*** Block opens ***
PR #28, opened 2019-10-03
Enable Travis builds

mmdriley:
Add builds for:
- Linux/clang
- Linux/gcc
- macOS/clang
- Windows/msvc

### DIFF
--- a/.travis.yml
+++ b/.travis.yml
@@ -1,0 +1,29 @@
+language: cpp
+dist: xenial
+matrix:
+  include:
+    - name: "clang (Linux)"
+      os: linux
+      compiler: clang
+    - name: "gcc (Linux)"
+      os: linux
+      compiler: gcc
+    - name: "clang (macOS)"
+      os: osx
+      compiler: clang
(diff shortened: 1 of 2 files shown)


asteinha:
LGTM, just fix the travis tests first.

asteinha:
Ideally it might be convenient to build them separately with -m32 and across optimization levels, so that we find breaking changes as soon as possible.

mmdriley:
Agree we'll want to add more dimensions for 32/64 bit and optimization level. But I think this is in a good place to submit now that we get coverage on different compilers and OSes:

image

Also nice-to-have: different architectures.

mmdriley:
@asteinha thanks for the early feedback. All builds are now green. Please take another look and comment/approve?

asteinha (approved):
LGTM. We might want to extend it eventually to test it with different optimization levels and 32bits vs. 64bits, but as the first version it's perfect - especially the coverage that we won't have to start Windows and MacOS each time.

PR #32, opened 2019-10-04
Improve architecture and compiler coverage in CI

mmdriley:
Here's the new build matrix:

image

([link](https://travis-ci.org/google/safeside/builds/593764690))

To keep results from CI relatively quick, I purposefully only added the new builds for `gcc` -- hopefully bugs that occur on Clang (but not GCC) and on, say, `aarch64` (but not `x86_64`) will be very rare.

See individual commits for more details.

### DIFF
--- a/.travis.yml
+++ b/.travis.yml
@@ -1,3 +1,6 @@
+branches:
+  only:
+    - master
 language: cpp
 dist: xenial
 matrix:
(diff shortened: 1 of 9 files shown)


mmdriley:
@asteinha this is now ready for review. Sorry for the torrent of commit spam.

asteinha (approved):
Perfect.

PR #33, opened 2019-10-08
Fixing CMake on PowerPC and Windows

asteinha:
Windows examples are slow and unreliable without Release mode and full optimizations. Even on the other systems there is no reason to default to less optimized versions. They can be useful for the testing, but the default configuration built with our README.md should be -O2 or -O3.
Meltdown works on ppc64le. I don't know whether it works on ppc64 and unless we have tested it, we should not publish it.
Meltdown kernel module should be built iff meltdown is built.


CMakeLists.txt
```diff
@@ -4,6 +4,8 @@
 # Ubuntu LTS release (Xenial). Fedora, CentOS (with cmake3), Homebrew,
 # and Chocolatey all provided at least 3.5.1 as well.
 cmake_minimum_required(VERSION 3.5.1)
+set(CMAKE_BUILD_TYPE Release)
```
mmdriley: Put these immediately after the `project` definition, and add a comment explaining why they're necessary.

mmdriley (approved):
lgtm mod nit

mmdriley:
Hm, this breaks the Travis build on Windows.

Quick Google gave me https://codeyarns.com/2015/05/14/build-types-in-cmake/
> Note: Build types for Visual Studio cannot be set in CMakeLists.txt using CMAKE_BUILD_TYPE or any other method. It can only be set when CMake is invoked or later in the Visual Studio solution.

Which makes sense since Windows/VS is a "multi-configuration generator". Solution would be to update `CMakeLists.txt` not to set this if [`CMAKE_GENERATOR`](https://cmake.org/cmake/help/v3.15/variable/CMAKE_GENERATOR.html) has a value that refers to Visual Studio. We might then want to change `ci/build` to add `--config Release` here, but only on Windows (ugh):
https://github.com/google/safeside/blob/d10bcf8e791e8ff7dfa8300252e7468b9736d123/ci/build#L15

mmdriley:
... or can we just change `-O1` in `demos/CMakeList.txt` to `-O2`?

It really feels like we're fighting with CMake by trying to set the build type from *inside* the build.

asteinha:
OK, I'm going to skip those first two lines for now.

asteinha:
> ... or can we just change `-O1` in `demos/CMakeList.txt` to `-O2`?
> 
> It really feels like we're fighting with CMake by trying to set the build type from _inside_ the build.

I'll try to set it to -O2. Let's see whether Travis accepts that.

PR #1578, opened 2025-09-16
Added extrasApi field

mgavrila:
### Issue
- extrasApi field missing from network

### Reproduce

Issue exists on version `5.1.5` of sdk-dapp.

### Contains breaking changes

- [x] No
- [ ] Yes

### Updated CHANGELOG

- [ ] No
- [x] Yes

### Testing

- [x] User testing
- [ ] Unit tests

### DIFF
--- a/src/constants/network.constants.ts
+++ b/src/constants/network.constants.ts
@@ -18,6 +18,7 @@ export const fallbackNetworkConfigurations: Record<
     xAliasAddress: 'https://devnet.xalias.com',
     apiAddress: 'https://devnet-api.multiversx.com',
     explorerAddress: 'http://devnet-explorer.multiversx.com',
+    extrasApi: 'https://devnet-extras-api.multiversx.com',
     apiTimeout: '4000',
     roundDuration: 6000
   },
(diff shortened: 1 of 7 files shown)


src/providers/ProviderFactory.ts
```diff
@@ -125,11 +125,7 @@ export class ProviderFactory {
     setAccountProvider(dappProvider);
 
     const shouldClearInitiatedLogins = (
-      [
-        ProviderTypeEnum.crossWindow,
-        ProviderTypeEnum.metamask,
-        ProviderTypeEnum.passkey
-      ] as readonly ProviderType[]
+      [ProviderTypeEnum.crossWindow] as readonly ProviderType[]
     ).includes(type);
```
MiroMargineanu, line 129: Does this still need to be an array and check against the type with `.includes()` since there's just one item now?

MiroMargineanu (approved):

src/constants/network.constants.ts
```diff
@@ -18,6 +18,7 @@ export const fallbackNetworkConfigurations: Record<
     xAliasAddress: 'https://devnet.xalias.com',
     apiAddress: 'https://devnet-api.multiversx.com',
     explorerAddress: 'http://devnet-explorer.multiversx.com',
+    extrasApi: 'https://devnet-extras-api.multiversx.com',
```
arhtudormorar: add it as optional

MiroMargineanu (approved):

arhtudormorar (approved):

PR #1596, opened 2025-09-27
Enhance logout handling in useNativeAuthLogout and improve token expiration checks

razvantomegea:
### Issue/Feature

Fixed race condition causing immediate logout when opening a new tab and logging in quickly. Users were being automatically logged out after 3-5 seconds in new tabs, but the same behavior worked correctly when staying in the same tab (even after clearing cache/refreshing).

### Reproduce

1. Open a new browser tab
2. Navigate to the dapp and login immediately
3. User gets automatically logged out after 3-5 seconds
4. This issue does NOT occur when:
   - Staying in the same tab and logging in
   - Clearing browser cache and refreshing in the same tab
   - Waiting before logging in

### Root cause

The race condition occurs due to how React components and browser tabs work independently:

**New Tab Behavior:**

- Creates a completely new React component instance
- All `useRef` values are initialized fresh
- Timeout IDs start from scratch in the new JavaScript context
- Each tab maintains its own isolated state and refs

**Same Tab Behavior:**

- Reuses the same browser context but reinitializes the React application
- Component unmounting and remounting happens in the same JavaScript execution environment
- Timeout IDs may have continuity or overlap

The specific issue was in the `useNativeAuthLogout` hook where:

1. New tab opens → Fresh component instance created
2. User logs in immediately → `useEffect` triggers with fresh token data
3. `plannedLogoutRef.current` is empty (fresh ref) → condition passes
4. Timeout is set for token expiration
5. Race condition occurs between the newly set logout timeout and existing token expiration check

### Fix

Enhanced the `useNativeAuthLogout` hook with proper cleanup and validation:

1. **Added proper cleanup**: Clear timeouts and reset planned logout ref when conditions change
2. **Added minimum threshold**: Require at least 1 second remaining before setting logout timeout
3. **Improved timeout management**: Clear any existing timeout before setting new one
4. **Added safety check**: Double-check planned logout key before executing logout
5. **Updated dependencies**: Added `secondsUntilExpires` to dependency array

Key changes:

- Clear timeouts when `address` or `isWebviewLogin` conditions change
- Minimum 1-second threshold to prevent immediate logout for barely expired tokens
- Double-check conditions before logout to prevent stale timeout execution
- Better cleanup of refs and timeouts

### Additional changes
Revert commit 86d63047 with removal of `login-session-expiry`

### Contains breaking changes

- [x] No
- [ ] Yes

### Updated CHANGELOG

- [ ] No
- [x] Yes

### Testing

- [x] User testing
- [ ] Unit tests

### DIFF
--- a/src/reduxStore/middlewares/loginSessionMiddleware.ts
+++ b/src/reduxStore/middlewares/loginSessionMiddleware.ts
@@ -1,0 +1,59 @@
+import { PayloadAction } from '@reduxjs/toolkit';
+import throttle from 'lodash.throttle';
+import { LOGOUT_ACTION_NAME } from 'constants/index';
+import { invalidateLoginSession } from 'reduxStore/slices';
+import { RootState } from 'reduxStore/store';
+import { getNewLoginExpiresTimestamp, setLoginExpiresAt } from 'storage/local';
+import { storage } from 'utils/storage';
+import { localStorageKeys } from 'utils/storage/local';
+
+const whitelistedActions = [LOGOUT_ACTION_NAME];
+let invalidatedSession = false;
+
+const throttledSetNewExpires = throttle(() => {
+  setLoginExpiresAt(getNewLoginExpiresTimestamp());
+}, 5000);
+
+export const loginSessionMiddleware =
+  (store: any) =>
+  (next: (action: PayloadAction) => void) =>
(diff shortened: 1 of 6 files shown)


arhtudormorar (commented):
revert to prev ?

mgavrila (approved):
*** Block closes ***
▶ **ACTIVITY**:
Now copy each line of the entries that mentions "prevent".

▶ **EXERCISE SOLUTION**:
- Minimum 1-second threshold to prevent immediate logout for barely expired tokens
- Double-check conditions before logout to prevent stale timeout execution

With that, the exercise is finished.